Issue #4004, opened 2015-07-03
`kalite start` should handle issues with acquiring port more gracefully


jamalex:
Running: http://ppa.launchpad.net/benjaoming/ka-lite/ubuntu/pool/main/k/ka-lite-source/ka-lite_0.14.alpha2-0ubuntu1_all.deb on Ubuntu (but assuming this is more general)

I had KA Lite running elsewhere, then installed, and went to the command line to try the `kalite start` command:

    jamalex@ace:~$ kalite start
    Running 'kalite start' as daemon (system service)

    Stand by while the server loads its data...

    INFO:kalite:Invalidating the web cache.
    INFO:kalite:Running videoscan.
    INFO:kalite:Preloading exercise data for language en.
    INFO:kalite:Preloading content data for language en.
    INFO:kalite:Preloading topic tree data for language en.
    INFO:kalite:Preloading exercise data for language es.
    INFO:kalite:Preloading content data for language es.
    INFO:kalite:Preloading topic tree data for language es.
    INFO:kalite:Copying static media...
    WARNING:py.warnings:/usr/share/kalite/python-packages/tastypie/resources.py:328: UserWarning: 'override_urls' is a deprecated method & will be removed by v1.0.0. Please rename your method to ``prepend_urls``.
      warnings.warn("'override_urls' is a deprecated method & will be removed by v1.0.0. Please rename your method to ``prepend_urls``.")

    To access KA Lite from another connected computer, try the following address(es):
        http://192.168.2.123:8008/
        http://10.8.0.1:8008/
    To access KA Lite from this machine, try the following address:
        http://127.0.0.1:8008/
    Going to daemon mode, logging to /home/jamalex/.kalite/server.log
    Exception in thread cronserver_blocking (most likely raised during interpreter shutdown):

Looking at the log file shows it didn't gracefully handle the fact that the desired port was taken, to inform the user of that fact:

    jamalex@ace:~$ cat /home/jamalex/.kalite/server.log
    [02/Jul/2015:17:27:33] ENGINE Listening for SIGHUP.
    INFO:cherrypy.error:[02/Jul/2015:17:27:33] ENGINE Listening for SIGHUP.
    [02/Jul/2015:17:27:33] ENGINE Listening for SIGTERM.
    INFO:cherrypy.error:[02/Jul/2015:17:27:33] ENGINE Listening for SIGTERM.
    [02/Jul/2015:17:27:33] ENGINE Listening for SIGUSR1.
[...]

PR #4014, opened 2015-07-03
Add port check, improve failure messages, default use of --traceback …

benjaoming:
…option, cronserver_blocking thread dies gracefully

### DIFF
--- a/kalitectl.py
+++ b/kalitectl.py
@@ -59,6 +59,7 @@ from __future__ import print_function
 # DO NOT IMPORT BEFORE THIS LIKE
 import sys
 import os
+import socket
 
 # KALITE_DIR set, so probably called from bin/kalite
 if 'KALITE_DIR' in os.environ:
@@ -343,15 +344,11 @@ def get_pid():
 
 class ManageThread(Thread):
 
-    """
-    Runs a command in the background
-    """
-    daemon = True
-
     def __init__(self, command, *args, **kwargs):
         self.command = command
         self.args = kwargs.pop('args', [])
-        return super(ManageThread, self).__init__(*args, **kwargs)
+        super(ManageThread, self).__init__(*args, **kwargs)
+        self.daemon = False  # Main process does NOT exit until thread dies
 
     def run(self):
         utility = ManagementUtility([os.path.basename(sys.argv[0]), self.command] + self.args)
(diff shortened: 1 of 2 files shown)


kalitectl.py
```diff
@@ -471,7 +471,15 @@ def start(debug=False, daemonize=True, args=[], skip_job_scheduler=False, port=N
...
-    
+
+    # Start the job scheduler (not Celery yet...)
+    if not skip_job_scheduler:
+        manage(
+            'cronserver_blocking',
+            args=[],
+            as_thread=True
+        )
+
```
benjaoming: Was moved because of some vague idea that starting this thread should happen after become_daemon.. not sure if it really changes anything.

jamalex:
I've been getting the following a lot. Would this change that?

    Going to daemon mode, logging to /home/jamalex/.kalite/server.log
    Exception in thread cronserver_blocking (most likely raised during interpreter shutdown):
      File "/usr/lib/python2.7/threading.py", line 810, in __bootstrap_inner
      File "/usr/share/kalite/kalitectl.py", line 361, in run
      File "/usr/share/kalite/python-packages/django/core/management/__init__.py", line 392, in execute
      File "/usr/share/kalite/python-packages/django/core/management/base.py", line 227, in run_from_argv

benjaoming:
@jamalex 
My theory is that the threads were killed with the main process before. This makes sense as you see the exception says `(...) Exception in thread cronserver_blocking (most likely raised during interpreter shutdown):`.

jamalex:
I've been testing a bit, and this does seem to help avoid "cronserver_blocking" errors and "not responding, killing with force" messages.

However, it seems it may have introduced a new problem, with `kalite restart`. Probably it was already a race condition, but the order of operations meant the port was generally freed by the time it tried to claim it again. Now, I pretty reliably get:

    (ka-lite)jamalex@hummingbird:~/fle/ka-lite$ bin/kalite restart
    kalite stopped
    Running 'kalite start' as daemon (system service)

    Stand by while the server loads its data...

    Port 8008 is occupied. Please close the process that is using it.(ka-lite)jamalex@hummingbird:~/fle/ka-lite$

benjaoming:
This is "funny" :) Seems to happen after I added a speedier shutdown in  09c986b

Nice testing btw! And thanks for fixing.

benjaoming:
Test failing because of usual timeout, merged this, fixes #4004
= = = = =
Return every entry verbatim.

Issue #4004, opened 2015-07-03
`kalite start` should handle issues with acquiring port more gracefully


jamalex:
Running: http://ppa.launchpad.net/benjaoming/ka-lite/ubuntu/pool/main/k/ka-lite-source/ka-lite_0.14.alpha2-0ubuntu1_all.deb on Ubuntu (but assuming this is more general)

I had KA Lite running elsewhere, then installed, and went to the command line to try the `kalite start` command:

    jamalex@ace:~$ kalite start
    Running 'kalite start' as daemon (system service)

    Stand by while the server loads its data...

    INFO:kalite:Invalidating the web cache.
    INFO:kalite:Running videoscan.
    INFO:kalite:Preloading exercise data for language en.
    INFO:kalite:Preloading content data for language en.
    INFO:kalite:Preloading topic tree data for language en.
    INFO:kalite:Preloading exercise data for language es.
    INFO:kalite:Preloading content data for language es.
    INFO:kalite:Preloading topic tree data for language es.
    INFO:kalite:Copying static media...
    WARNING:py.warnings:/usr/share/kalite/python-packages/tastypie/resources.py:328: UserWarning: 'override_urls' is a deprecated method & will be removed by v1.0.0. Please rename your method to ``prepend_urls``.
      warnings.warn("'override_urls' is a deprecated method & will be removed by v1.0.0. Please rename your method to ``prepend_urls``.")

    To access KA Lite from another connected computer, try the following address(es):
        http://192.168.2.123:8008/
        http://10.8.0.1:8008/
    To access KA Lite from this machine, try the following address:
        http://127.0.0.1:8008/
    Going to daemon mode, logging to /home/jamalex/.kalite/server.log
    Exception in thread cronserver_blocking (most likely raised during interpreter shutdown):

Looking at the log file shows it didn't gracefully handle the fact that the desired port was taken, to inform the user of that fact:

    jamalex@ace:~$ cat /home/jamalex/.kalite/server.log
    [02/Jul/2015:17:27:33] ENGINE Listening for SIGHUP.
    INFO:cherrypy.error:[02/Jul/2015:17:27:33] ENGINE Listening for SIGHUP.
    [02/Jul/2015:17:27:33] ENGINE Listening for SIGTERM.
    INFO:cherrypy.error:[02/Jul/2015:17:27:33] ENGINE Listening for SIGTERM.
    [02/Jul/2015:17:27:33] ENGINE Listening for SIGUSR1.
[...]

PR #4014, opened 2015-07-03
Add port check, improve failure messages, default use of --traceback …

benjaoming:
…option, cronserver_blocking thread dies gracefully

### DIFF
--- a/kalitectl.py
+++ b/kalitectl.py
@@ -59,6 +59,7 @@ from __future__ import print_function
 # DO NOT IMPORT BEFORE THIS LIKE
 import sys
 import os
+import socket
 
 # KALITE_DIR set, so probably called from bin/kalite
 if 'KALITE_DIR' in os.environ:
@@ -343,15 +344,11 @@ def get_pid():
 
 class ManageThread(Thread):
 
-    """
-    Runs a command in the background
-    """
-    daemon = True
-
     def __init__(self, command, *args, **kwargs):
         self.command = command
         self.args = kwargs.pop('args', [])
-        return super(ManageThread, self).__init__(*args, **kwargs)
+        super(ManageThread, self).__init__(*args, **kwargs)
+        self.daemon = False  # Main process does NOT exit until thread dies
 
     def run(self):
         utility = ManagementUtility([os.path.basename(sys.argv[0]), self.command] + self.args)
(diff shortened: 1 of 2 files shown)


kalitectl.py
```diff
@@ -471,7 +471,15 @@ def start(debug=False, daemonize=True, args=[], skip_job_scheduler=False, port=N
...
-    
+
+    # Start the job scheduler (not Celery yet...)
+    if not skip_job_scheduler:
+        manage(
+            'cronserver_blocking',
+            args=[],
+            as_thread=True
+        )
+
```
benjaoming: Was moved because of some vague idea that starting this thread should happen after become_daemon.. not sure if it really changes anything.

jamalex:
I've been getting the following a lot. Would this change that?

    Going to daemon mode, logging to /home/jamalex/.kalite/server.log
    Exception in thread cronserver_blocking (most likely raised during interpreter shutdown):
      File "/usr/lib/python2.7/threading.py", line 810, in __bootstrap_inner
      File "/usr/share/kalite/kalitectl.py", line 361, in run
      File "/usr/share/kalite/python-packages/django/core/management/__init__.py", line 392, in execute
      File "/usr/share/kalite/python-packages/django/core/management/base.py", line 227, in run_from_argv

benjaoming:
@jamalex 
My theory is that the threads were killed with the main process before. This makes sense as you see the exception says `(...) Exception in thread cronserver_blocking (most likely raised during interpreter shutdown):`.

jamalex:
I've been testing a bit, and this does seem to help avoid "cronserver_blocking" errors and "not responding, killing with force" messages.

However, it seems it may have introduced a new problem, with `kalite restart`. Probably it was already a race condition, but the order of operations meant the port was generally freed by the time it tried to claim it again. Now, I pretty reliably get:

    (ka-lite)jamalex@hummingbird:~/fle/ka-lite$ bin/kalite restart
    kalite stopped
    Running 'kalite start' as daemon (system service)

    Stand by while the server loads its data...

    Port 8008 is occupied. Please close the process that is using it.(ka-lite)jamalex@hummingbird:~/fle/ka-lite$

benjaoming:
This is "funny" :) Seems to happen after I added a speedier shutdown in  09c986b

Nice testing btw! And thanks for fixing.

benjaoming:
Test failing because of usual timeout, merged this, fixes #4004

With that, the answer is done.